• PROBLEM DETAILS: Take the entries below and return them unchanged.
-=-=-=-=-
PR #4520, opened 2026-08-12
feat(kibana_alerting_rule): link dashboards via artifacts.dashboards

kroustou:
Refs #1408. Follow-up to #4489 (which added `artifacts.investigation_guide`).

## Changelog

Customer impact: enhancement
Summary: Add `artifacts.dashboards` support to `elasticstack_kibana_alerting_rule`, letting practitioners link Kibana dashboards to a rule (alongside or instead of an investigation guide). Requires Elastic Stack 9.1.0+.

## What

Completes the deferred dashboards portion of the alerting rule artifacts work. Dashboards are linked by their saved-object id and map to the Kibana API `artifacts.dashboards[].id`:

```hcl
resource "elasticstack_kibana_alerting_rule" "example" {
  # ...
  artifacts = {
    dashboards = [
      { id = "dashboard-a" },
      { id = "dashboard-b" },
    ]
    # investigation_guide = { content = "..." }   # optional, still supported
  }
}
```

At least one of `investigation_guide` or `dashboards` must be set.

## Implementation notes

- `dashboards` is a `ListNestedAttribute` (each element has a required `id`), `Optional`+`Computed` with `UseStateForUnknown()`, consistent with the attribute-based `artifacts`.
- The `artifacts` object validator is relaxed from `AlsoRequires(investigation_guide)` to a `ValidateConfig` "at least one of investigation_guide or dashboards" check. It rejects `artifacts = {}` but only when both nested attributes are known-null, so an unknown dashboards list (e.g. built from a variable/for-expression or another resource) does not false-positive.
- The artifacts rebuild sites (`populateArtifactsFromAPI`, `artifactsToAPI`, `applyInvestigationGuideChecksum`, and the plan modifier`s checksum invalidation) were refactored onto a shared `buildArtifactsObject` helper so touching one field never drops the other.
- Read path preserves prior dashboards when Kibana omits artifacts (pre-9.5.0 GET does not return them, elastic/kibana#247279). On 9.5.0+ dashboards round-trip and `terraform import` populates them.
-=-=-=-=-
• RESPONSE AREA:
PR #4520, opened 2026-08-12
feat(kibana_alerting_rule): link dashboards via artifacts.dashboards

kroustou:
Refs #1408. Follow-up to #4489 (which added `artifacts.investigation_guide`).

## Changelog

Customer impact: enhancement
Summary: Add `artifacts.dashboards` support to `elasticstack_kibana_alerting_rule`, letting practitioners link Kibana dashboards to a rule (alongside or instead of an investigation guide). Requires Elastic Stack 9.1.0+.

## What

Completes the deferred dashboards portion of the alerting rule artifacts work. Dashboards are linked by their saved-object id and map to the Kibana API `artifacts.dashboards[].id`:

```hcl
resource "elasticstack_kibana_alerting_rule" "example" {
  # ...
  artifacts = {
    dashboards = [
      { id = "dashboard-a" },
      { id = "dashboard-b" },
    ]
    # investigation_guide = { content = "..." }   # optional, still supported
  }
}
```

At least one of `investigation_guide` or `dashboards` must be set.

## Implementation notes

- `dashboards` is a `ListNestedAttribute` (each element has a required `id`), `Optional`+`Computed` with `UseStateForUnknown()`, consistent with the attribute-based `artifacts`.
- The `artifacts` object validator is relaxed from `AlsoRequires(investigation_guide)` to a `ValidateConfig` "at least one of investigation_guide or dashboards" check. It rejects `artifacts = {}` but only when both nested attributes are known-null, so an unknown dashboards list (e.g. built from a variable/for-expression or another resource) does not false-positive.
- The artifacts rebuild sites (`populateArtifactsFromAPI`, `artifactsToAPI`, `applyInvestigationGuideChecksum`, and the plan modifier`s checksum invalidation) were refactored onto a shared `buildArtifactsObject` helper so touching one field never drops the other.
- Read path preserves prior dashboards when Kibana omits artifacts (pre-9.5.0 GET does not return them, elastic/kibana#247279). On 9.5.0+ dashboards round-trip and `terraform import` populates them.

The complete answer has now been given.